(Beginning of DATA TO EXAMINE)

PR #20493, opened 2026-01-27
Add hook to provide GrpcInterceptorProvider Settings

finnegancarroll:
### Description
Plugins implementing a GrpcInterceptorProvider may want their interceptor behavior to depend on settings.
This change adds an `initSettings` hook called on `GrpcPlugin.createComponents` which provides these interceptors visibility into settings. 

### Related Issues
N/A

### Check List

### DIFF
--- a/modules/transport-grpc/src/test/java/org/opensearch/transport/grpc/GrpcPluginTests.java
+++ b/modules/transport-grpc/src/test/java/org/opensearch/transport/grpc/GrpcPluginTests.java
@@ -1050,7 +1050,7 @@ public class GrpcPluginTests extends OpenSearchTestCase {
 
     public void testGrpcInterceptorProviderEmpty() {
         GrpcInterceptorProvider prov = threadContext -> List.of();
-        assertDoesNotThrow(() ->prov.initNodeSettings(Settings.EMPTY));
+        assertDoesNotThrow(() -> prov.initNodeSettings(Settings.EMPTY));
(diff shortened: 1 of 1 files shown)


modules/transport-grpc/spi/src/main/java/org/opensearch/transport/grpc/spi/GrpcInterceptorProvider.java
```diff
@@ -20,6 +21,15 @@
  */
 public interface GrpcInterceptorProvider {
 
+    /**
+     * Provide visibility into node settings.
+     * @param settings for use in interceptors.
+     * @return chaining.
+     */
+    default GrpcInterceptorProvider initSettings(Settings settings) {
```
karenyrx: Is there a use case of having to `return this;` for chaining? 
(Intuitively, I feel like init*() methods usually return `void`)

finnegancarroll: edit: moved this to return void

prudhvigodithi:
At high level LGTM, @finnegancarroll can you fix the codecov ?

finnegancarroll:
Thanks for taking a look @prudhvigodithi , adding a small unit test to bolster code cov here. This line seems to functionally used all over the tests but with objects that are provided by Mockito which confuses code cov.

(End of DATA TO EXAMINE)

EXERCISE> Which lines of the records above hold the word "hook"? Copy each of them.

RESPONSE AREA>
Add hook to provide GrpcInterceptorProvider Settings
This change adds an `initSettings` hook called on `GrpcPlugin.createComponents` which provides these interceptors visibility into settings. 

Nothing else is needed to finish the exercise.